## Data shown:
————————

PR #1426, opened 2023-06-23
Move dtos to its own file

AndreaFrancis:
Currently, we have data transfer objects in the `utils.py` file, but this one is growing and growing and sometime we could have duplicated code if don't verify the existing models.
This PR just moves all the abstractions of responses to a `dtos.py` file.
Most of the files are changes on the `imports` definition.


severo (approved):
Good idea!

Issue #1433, opened 2023-06-27
Can't copy parquet files with path that can be URL encoded


lhoestq:
we get this error for bigcode/the-stack in config-parquet-and-info

```
huggingface_hub.utils._errors.EntryNotFoundError: Cannot copy data/c%2B%2B/train-00000-of-00214.parquet at revision 349a71353fd5868fb90b593ef09e311379da498a: file is missing on repo.
```

PR #1434, opened 2023-06-27
Unquote path and revision when copying parquet files

lhoestq:
close https://github.com/huggingface/datasets-server/issues/1433


severo:
nice! Do you think we could have the same bug in other parts of the code? In particular when we write on the disk (assets, etc.)

lhoestq:
> Do you think we could have the same bug in other parts of the code? In particular when we write on the disk (assets, etc.)

No it happens only when we get the file name out of the URL of the file and we only do it here afaik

————————

## Exercise brief:
Quote the records above from their first line through the line containing "Currently, we have", both ends included.

## Task result:
PR #1426, opened 2023-06-23
Move dtos to its own file

AndreaFrancis:
Currently, we have data transfer objects in the `utils.py` file, but this one is growing and growing and sometime we could have duplicated code if don't verify the existing models.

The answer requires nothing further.